Where a line in the records below includes "sense", pull that line out.

-- Data shown follows --

PR #816, opened 2022-01-04
feat: `vsce` support

a7med-mahmoud:

Feature

No support for `vsce`: the vscode extension manager.

Added support for the `vsce` with all the commands and options.

### DIFF
--- a/src/npx.ts
+++ b/src/npx.ts
@@ -83,6 +83,9 @@ const suggestions: Fig.Suggestion[] = [
     name: "ignite-cli",
     icon: "🔥",
   },
+  {
+    name: "vsce",
+  },
 ];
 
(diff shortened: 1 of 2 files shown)


a7med-mahmoud:
I can add a publishers generator for better completion but that will come with a cost.
The problem is I have to run `vsce ls-publishers` which requires access to keychain info of `vscode-vsce` which distracts the completion and needs to "Allow always" the access of it to work well.

a7med-mahmoud:
Please share your opinions on whether I should add the publishers completion with the risk described above.

mschrage:
I think you shouldn’t add the generator

mschrage (approved):
👍

import-brain (approved):

Issue #817, opened 2022-01-05
[git] Add support for gitmoji inside git commit message


yaronuliel:
### Sanity checks

- [X] My issue relates to a specific CLI completion spec (e.g. `git checkout` is missing options in `git` completion spec). If your issue is more general, please create your issue here: [withfig/fig](https://github.com/withfig/fig/issues/new?assignees=&labels=NEED_TO_LABEL&template=main_issue_template.yml)
- [X] I have searched [github.com/withfig/autocomplete/issues](https://github.com/withfig/autocomplete/issues?q=) and there are no duplicates of my issue
- [x] I would like to work on this.

### What CLI tool does this relate to?

git

### Which statement makes the most sense?

Something else

### Issue Details

When getting autocomplete for `git commit -m ` it would be great to get a list of available gitmojies
Gitmoji ( [https://gitmoji.dev/](https://gitmoji.dev/) ) is de-facto standard for  tagging commit messages visually, and is supported by all major git providers (github, bitbucket, gitlab) - having autocompletion for it is super useful, since it is hard to remember the whole list, with its nuance 

I didn't dig deep enough to check if fig already supports autocompletion for textual option values ("open answers"), but this would probably also be a good idea for possible integrations with tools like grammerly, etc...

brendanfalk:
@yaronuliel Cleaning things up and closing this as we decided gitmoji is best served as a mixin as opposed to in the spec.

PR #818, opened 2022-01-06
Update git spec to support gitmoji suggestions on commit message

yaronuliel:
close withfig/autocomplete#817

Feature

autocomplete for `git commit -m ` shows suggestions for standard gitmoji

https://user-images.githubusercontent.com/5229872/148439032-f846a981-bc4a-431f-95d5-ae4ab8c0c878.mov

### DIFF
--- a/src/git.ts
+++ b/src/git.ts
@@ -500,6 +500,361 @@ const headSuggestions = [
   },
 ];
 
+const gitMojies = [
+  {
+    code: ":art:",
+    emoji: "🎨",
+    description: "Improve structure / format of the code",
+  },
+  {
+    code: ":zap:",
+    emoji: "⚡️",
+    description: "Improve performance",
+  },
+  {
+    code: ":fire:",
+    emoji: "🔥",
+    description: "Remove code or files",
+  },
+  {
+    code: ":bug:",
+    emoji: "🐛",
+    description: "Fix a bug",
+  },
+  {
+    code: ":ambulance:",
+    emoji: "🚑️",
+    description: "Critical hotfix",
+  },
+  {
+    code: ":sparkles:",
+    emoji: "✨",
+    description: "Introduce new features",
+  },
+  {
+    code: ":memo:",
+    emoji: "📝",
+    description: "Add or update documentation",
+  },
+  {
+    code: ":rocket:",
+    emoji: "🚀",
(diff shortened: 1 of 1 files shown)


fedeci (changes requested):
I don't think we should provide these suggestions for everyone. Gitmoji is a separate feature from git and I would rather prefer a separate spec for the gitmoji cli or some kind of mechanism to detect if user has gitmoji cli installed and only in that case provide suggestions for gitmoji in git spec

mschrage (changes requested):
Hey @yaronuliel! I think this is awesome but I'm not sure if this should be the default behavior in the `git` completion spec. 

Is there anyway to detect if someone is using gitmoji by running a CLI command and then we could show these suggestions? 

Perhaps by running `gitmoji --version` to see if the CLI tool is installed or by running `git log --pretty=format:%s` and checking if the last n commits start with an emoji?

yaronuliel:
@mschrage gitmoji doesn't require any external tool, and works with all major git providers without any additional software, or tools. In my opinion it is not different from suggesting `Bugfix: {cursor}` which is also just a convention. Searching for previous gitmoji in git history is indeed an option, but it means that it won't work for new git projects (maybe we can leave the :tada: (`:tada:` which represents new project git commit, and will usually be added to first commit in a repo) available for new projects, and show the rest only if it was used

@fedeci The [gitmoji cli](https://github.com/carloscuesta/gitmoji-cli) in a utility that helps using gitmojies (as I mentioned in the issue #817 it is quite hard to remember all the possible notations, and this is what gitmoji-cli is for). Having a completion for `$ gitmoji-cli ...` will off course require a separate spec.

Anyway, I do agree that adding a config option that will allow users to switch the feature on/off is required (the big question is about the default)

fedeci:
I think you can use [personal mixins](https://fig.io/docs/guides/personal-mixins) and we should probably work on some way to allow mixins to be shared.
WDYT @mschrage?

mschrage:
@yaronuliel I agree with @fedeci here. This makes more sense as a [mixin](https://fig.io/docs/guides/personal-mixins) than part of the git completion spec.

I'm going to close this PR for now. But I love the idea and definitely want to find a way for you to share this with the community.

PR #820, opened 2022-01-07
[fastly] Update `fastly` spec to 1.4.0

kailan:
https://github.com/fastly/cli/releases/tag/v1.4.0

This release includes a new `--service-name` flag which can be used in place of `--service-id`, hence the updates to most command definitions.

also: happy new year, team! ✨


fedeci (approved):
Thanks!

PR #831, opened 2022-01-12
fix: build script

fedeci:
Instead of becoming crazy trying to fix some problems with modules just use vanilla node along with an old good js file😄


mschrage:
Wasn't this resolved by #828 ?

mschrage (approved):

PR #832, opened 2022-01-12
feat(eb): add `clone` subcommand

nmassardot:
Feature

It doesn't support all the `eb` commands of AWS

Now fig supports `clone` subcommands and all it's options. Also, `open` subcommand was added

**Additional info:**
I will be working to add all the commands of `eb`


fedeci (approved):
Thanks!

PR #376, opened 2024-03-16
Allow interacting with chests and trapdoors if doing so would not actually open them

okx-code:
Previously players were not able to use potions on top of these kinds of blocks or place blocks on top of them with shift right click. This change will allow that behaviour.


AngrySoundTech (commented):
I think a lot of players have built around this as expected functionality, and I'm not sure we should change it or not. As a feature I have no strong opinions either way, it just depends on the design philosophy of citadel and how we think that _any_ interactions with reinforced blocks should go. Should probably come to a consensus as a team on it

AngrySoundTech (approved):

PR #385, opened 2024-03-22
Replace HashSet with OpenObjectHashSet

okx-code:
A quick fix for the large memory usage of this object, HashSet uses an empty object as a value of each element in its set, but OpenObjectHashSet doesn't rely on HashMap, has no values, and is therefore more memory efficient.


AngrySoundTech (approved):
I'm not researching this myself, I'll just trust it makes it better.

-- Data shown concluded --

» Answer
### Which statement makes the most sense?
@yaronuliel I agree with @fedeci here. This makes more sense as a [mixin](https://fig.io/docs/guides/personal-mixins) than part of the git completion spec.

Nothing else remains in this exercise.